WORK REQUIRED
Retrieve all lines below that have the string "warns".
'''
PR #209, opened 2026-08-04
fix(widget): production never had the switch the theme fix needs

25eliu:
## The report

On prod, the chart in a `tako_answer` result renders as the real Tako card but is **not interactive** (no hover), and is **dark even when Claude is light-themed**. Both were believed fixed and tested in #208.

## Why the fix appeared not to work

It did work — on staging, which is where it was tested. #208 gated the whole native-card path behind `PUBLIC_CDN_URL`, and that var was set in the **staging block only**, with a comment saying it was deliberately absent from production.

So prod ran the new code with the feature switched off. Confirmed rather than assumed:

- `5b71fa9` (#208) is an ancestor of `origin/main`, `workers-deploy` on main succeeded, and `_chart_widget.ts` on `origin/main` is byte-identical to the branch. The code is live.
- `/cdn-asset/archive/x.js` → **502 on staging** (route exists, bogus path) vs **404 on prod** (route absent). That route only exists when `PUBLIC_CDN_URL` is set.

## One binding, both symptoms

`resolvePublicCdnBase` → undefined ⇒ `nativeCardUrl` → undefined ⇒ `_meta.native_card_url` never emitted ⇒ `upgradeToNativeCard` never runs. Prod stays on the baked PNG, and a PNG is:

1. **Not interactive** — a raster inside a click-through anchor. Exactly the "it's the real card but I can't hover it" report.
2. **Permanently dark** — `image_url` is built server-side at `dark_mode=DEFAULT_DARK_MODE` (`true`) before the host theme is knowable, and a raster can't be re-themed client-side. `withHostTheme` only rewrites the native-card and iframe urls (`_chart_widget.ts:1401`, `:1435`, `:1540`), so on prod the theme fix had nothing to act on.

Interactivity and theming were never two bugs. They were one switch, and it was off.

## The change

`PUBLIC_CDN_URL: "https://d12w4pyrrczi5e.cloudfront.net"` in the production block, plus corrections to four comments that now assert something false ("production is byte-identical", "INVISIBLE IN PRODUCTION", "the experiment off (production default)", "the production default").

**Distribution verified, because a mismatch fails silently** (zero urls rewritten → card mounts → no chart draws): prod's live embed page references `d12w4pyrrczi5e.cloudfront.net` 16 times, and never staging's `d1iyjvzoctsna`.

## Security posture

Unchanged from the staging review in `embed_proxy.ts`, but it is now a **production** surface, so restating it: `/embed-html/{pub_id}` and `/cdn-asset/{path}` become public and unauthenticated on the OAuth origin.

- Both metered through the free-tier per-IP limiter.
- `/embed-html/` answers `text/plain` under `Content-Security-Policy: sandbox`; `/cdn-asset/` is confined to the `archive/` prefix and reflects only inert content types. Neither serves a document the browser will execute.
- Proxied page has `csrfToken` and the GA bootstrap stripped.
- Handlers run ahead of the OAuth subsystem, so a malformed value declines rather than throwing (a throw would 500 `/authorize` and `/token`) — covered by tests.

## Test plan

- [x] `npm run typecheck` — all 4 tsconfig projects clean
- [x] `npm test` — 1,068 passed (937 + 85 + 46), 0 failures
- [x] `wrangler deploy --env production --dry-run` confirms the binding resolves: `env.PUBLIC_CDN_URL ("https://d12w4pyrrczi5e.cloudfront.net")`
- [x] `registry:check` / `schemas:check` clean
- [ ] **After deploy:** `/cdn-asset/archive/x.js` on prod returns 502 not 404 (route exists)
- [ ] **After deploy:** a `tako_search` / `tako_answer` chart on claude.ai web is hoverable, and renders light on a light-themed Claude

### DIFF
--- a/workers/scripts/smoke.ts
+++ b/workers/scripts/smoke.ts
@@ -390,20 +390,25 @@ try {
   // Reuses the card `tako_visualize` just created, so there is no hardcoded
   // pub_id fixture to rot.
   //
-  // 404 is NOT a failure, and that distinction is the point. The route is
-  // gated on `PUBLIC_CDN_URL`, so a 404 can mean the native-card path is
-  // switched off in this environment — a legitimate configuration (local dev,
-  // or a deliberate rollback), not a regression. Failing on it would make the
-  // smoke cry wolf about a choice. What DOES fail is 200-but-broken: the route
-  // is live and answering, yet the rewrite it exists to perform did not happen.
+  // A 404 FAILS on a deployed env, and only warns off one.
   //
+  // It was a warning everywhere in the first draft, which got this exactly
+  // backwards: a 404 on `mcp.tako.com` is precisely the outcome that means the
+  // binding never took effect — the whole subject of this check — and warnings
+  // exit 0, so it would have been reported by a green job whose log nobody
+  // opens. Both deployed envs now set `PUBLIC_CDN_URL`, so there is no
+  // legitimate 404 there to cry wolf about. Off a deployed env (a local
+  // `wrangler dev` with no binding) it stays a warning, because there the
+  // absence is the expected configuration rather than a regression.
+  const isDeployedTarget = /^https:\/\/mcp(\.staging)?\.tako\.com$/.test(baseUrl);
   // The two 404s are told apart by body, because conflating them would report
   // "feature off" for a live route: a declined route falls through to the
   // router's generic `not found`, while a live route whose pub_id did not
   // resolve upstream answers `chart not found` (`embed_proxy.ts`, the
-  // `response.status === 404` branch). Both stay warnings — the second is most
-  // likely lag between creating the card and its embed page existing, which is
-  // not something to redden a deploy over.
+  // `response.status === 404` branch). The latter stays a warning even on a
+  // deployed env — it means the route IS serving, and the likeliest cause is lag
+  // between creating a card and its embed page existing, which is not something
+  // to redden a deploy over.
   const nativeRes = await fetch(
     `${baseUrl}/embed-html/${encodeURIComponent(tvStructured.card_id)}`,
   );
@@ -416,11 +421,23 @@ try {
           `between creating it and its embed page existing).`,
       );
     } else {
-      console.warn(
-        `[warn] /embed-html/ → 404 "${nativeBody.trim()}": the native-card ` +
-          `path is OFF here (PUBLIC_CDN_URL unset). Charts on claude.ai ` +
-          `render as a static dark PNG, not an interactive host-themed card.`,
-      );
+      // Deliberately does NOT name a cause. An ABSENT `PUBLIC_CDN_URL` and a
+      // MALFORMED one produce byte-identical responses: `resolveProxyOrigins`
+      // catches the throw from any resolver and declines, so the router answers
+      // the same generic body either way. Since promoting this feature is
+      // exactly "type a new URL into the production block", "set but broken" —
+      // a single trailing slash will do it — is the likelier of the two, and
+      // reporting it as a deliberate configuration choice would send the reader
+      // the wrong way. The worker logs the real cause; the smoke cannot read
+      // worker logs, so it points there instead of guessing.
+      const why =
+        `/embed-html/ → 404 "${nativeBody.trim()}": the native-card path is ` +
+        `not serving here. PUBLIC_CDN_URL is either unset or malformed (both ` +
+        `decline identically) — grep the worker log for "native-card proxy ` +
+        `disabled" to tell which. Charts on claude.ai render as a static dark ` +
+        `PNG, not an interactive host-themed card.`;
+      if (isDeployedTarget) fail(why);
+      console.warn(`[warn] ${why}`);
     }
   } else {
     assert(
@@ -438,14 +455,24 @@ try {
     // The rewrite is what makes the card renderable: Card.js is a
     // `type="module"` script, always a CORS fetch, and the CDN reflects CORS
     // for tako.com alone — so every asset url must be pointed back at
-    // `/cdn-asset/`. Zero occurrences means the distribution in
+    // `/cdn-asset/` on THIS origin. Zero occurrences means the distribution in
     // `PUBLIC_CDN_URL` does not match the one this page references.
+    //
+    // Origin-qualified, not a bare `/cdn-asset/` substring. `rewriteCdnUrls`
+    // writes `${widgetOrigin}${CDN_ASSET_PREFIX}` and `widgetOrigin` prefers the
+    // `PUBLIC_MCP_URL` binding over the request origin — so a prod deploy
+    // carrying a staging value would emit `https://mcp.staging.tako.com/cdn-asset/…`,
+    // satisfy a bare substring check, and serve every asset in the widget from
+    // the wrong worker. That is the same copy-paste class as the bug this PR
+    // fixes, so the check names the origin it expects.
+    const expectedPrefix = `${baseUrl}/cdn-asset/`;
     assert(
-      nativeBody.includes("/cdn-asset/"),
-      `/embed-html/ returned 200 but rewrote no CDN urls — PUBLIC_CDN_URL ` +
-        `does not match the distribution this env's embed page references ` +
-        `(prod: d12w4pyrrczi5e, staging: d1iyjvzoctsna). The card will mount ` +
-        `and no chart will draw. See the worker log for the 0-rewrite warning.`,
+      nativeBody.includes(expectedPrefix),
+      `/embed-html/ returned 200 but rewrote no CDN urls to ${expectedPrefix} — ` +
+        `either PUBLIC_CDN_URL does not match the distribution this env's embed ` +
+        `page references (prod: d12w4pyrrczi5e, staging: d1iyjvzoctsna), or ` +
+        `PUBLIC_MCP_URL names a different worker. The card will mount and no ` +
+        `chart will draw. See the worker log for the 0-rewrite warning.`,
     );
     // Belt-and-braces, stated honestly: the handler already refuses to serve a
     // body whose `csrfToken` it failed to strip (`embed_proxy.ts`, the
@@ -458,6 +485,48 @@ try {
       `/embed-html/ leaked a csrfToken into a body bound for a third-party sandbox`,
     );
     ok(`/embed-html/ → 200 text/plain, CDN urls rewritten, no csrfToken`);
+
+    // Then actually FETCH one, because everything above is still only a claim
+    // about a string. `embed_proxy.ts` calls these two routes "one feature" —
+    // the page is useless without its assets — and until something retrieves an
+    // asset, a syntactically valid, page-matching `PUBLIC_CDN_URL` behind a
+    // distribution that does not serve `archive/` passes every check here and
+    // still draws no chart.
+    //
+    // It also converts the count-flattened-to-a-boolean weakness above into
+    // something with teeth. `ASSET_PATH_PREFIX` confinement is MEASURED, not
+    // structural, so a frontend build that moves the entry bundle out of
+    // `archive/` while leaving the fonts in would keep `rewrites > 0` and a
+    // green check. Fetching the JS specifically — Card.js is the one asset whose
+    // absence means no chart at all — is what notices.
+    const assetUrls = [
+      ...nativeBody.matchAll(
+        new RegExp(`${expectedPrefix.replace(/[.*+?^${}()|[\]\\]/g, "\\$&")}[^"'\\s)]+`, "g"),
+      ),
+    ].map((m) => m[0]);
+    assert(assetUrls.length > 0, `no rewritten asset urls to fetch`);
+    // Prefer the JS entry bundle; fall back to the first asset when the naming
+    // changes, so this degrades to "fetched something" rather than to a skip.
+    const probeAsset = assetUrls.find((u) => u.endsWith(".js")) ?? assetUrls[0]!;
+    const assetRes = await fetch(probeAsset);
+    const assetPath = probeAsset.slice(baseUrl.length);
+    assert(
+      assetRes.status === 200,
+      `rewritten asset ${assetPath} → ${assetRes.status}. The page rewrote its ` +
+        `CDN urls, but this origin cannot actually serve them: PUBLIC_CDN_URL ` +
+        `names a distribution that does not serve the "archive/" tree, or the ` +
+        `asset moved out of it. The card mounts and no chart draws.`,
+    );
+    // `ACAO: *` is not cosmetic here: a module script is always a CORS fetch, so
+    // without this header the widget's Card.js load fails even though the bytes
+    // arrived. This is the exact header the proxy exists to add.
+    assert(
+      assetRes.headers.get("access-control-allow-origin") === "*",
+      `rewritten asset ${assetPath} lacks "access-control-allow-origin: *" — a ` +
+        `type="module" script is always a CORS fetch, so the widget cannot load ` +
+        `it. Adding that header is this route's entire reason to exist.`,
+    );
+    ok(`/cdn-asset/ → 200 with ACAO:* for ${assetPath.slice(0, 72)}`);
   }
 } finally {
   await client.close().catch(() => {
--- a/workers/scripts/smoke.ts
+++ b/workers/scripts/smoke.ts
@@ -20,6 +20,13 @@
  *        d. `get_credit_balance`          — `details.credit_balance`
  *                                           must be a number or numeric string (read-only)
  *        e. `tako_visualize`              — creates a card (charges 1 credit)
+ *   6. Native-card proxy (`/embed-html/`) on the card step 5e just created —
+ *      404 soft-warns (path gated off via `PUBLIC_CDN_URL`), 200 hard-asserts
+ *      inert content type, a nonzero CDN rewrite, and no leaked `csrfToken`
+ *
+ * The step-6 rewrite assertion is the one check here that exists to catch a
+ * failure with NO error signal: a `PUBLIC_CDN_URL` naming the wrong CloudFront
+ * distribution answers 200, mounts the card, and draws no chart.
  *
  * Excluded by design:
  *   - `tako_agent` / `tako_agent_start` / `tako_agent_wait` — long-running;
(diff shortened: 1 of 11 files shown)


workers/wrangler.jsonc
```diff
@@ -183,6 +177,31 @@
...
+        // theme is knowable, and a raster cannot be re-themed in the widget — so
+        // a light-themed Claude got a dark, unhoverable image of a chart
+        // (TAKO-3781's user-visible half). `withHostTheme` only ever rewrites the
+        // native-card and iframe urls, so the theme fix has nothing to act on
+        // until this var exists. Interactivity and correct theming are the same
+        // switch.
+        //
+        // What it exposes, reviewed before promoting: `/embed-html/{pub_id}` and
+        // `/cdn-asset/{path}` become public and unauthenticated on the OAuth
+        // origin. Mitigations already in `embed_proxy.ts` — both metered through
```
robertabbott, line 225: This block cites "both metered through the free-tier per-IP limiter" first among the mitigations. `embed_proxy.ts:240` keys that meter with `freeTierRateLimitKey(CF-Connecting-IP)` against `FREE_TIER_RATE_LIMITER` — the same function, same binding and same key that `freetier.ts:313` uses for the anonymous `tools/call` quota, and production configures it at `{limit: 10, period: 60}` (line 221-224).

Two consequences follow from that sharing. First, `embed_proxy.ts:117-119` measures a real prod embed page at 15 CDN references under `archive/`, plus the chunks named at `:718-719`, so one cold render is >=16 metered requests against a bucket of 10 — and `rateLimited` runs before the `cf: {cacheEverything}` upstream fetch, so edge caching does not reduce the metered count. Second, those asset fetches now drain the same bucket that gates a free-tier user's tool calls from that IP, so rendering one card can spend their tool quota.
'''
PROBLEM SOLUTION
+  // A 404 FAILS on a deployed env, and only warns off one.
+ *      404 soft-warns (path gated off via `PUBLIC_CDN_URL`), 200 hard-asserts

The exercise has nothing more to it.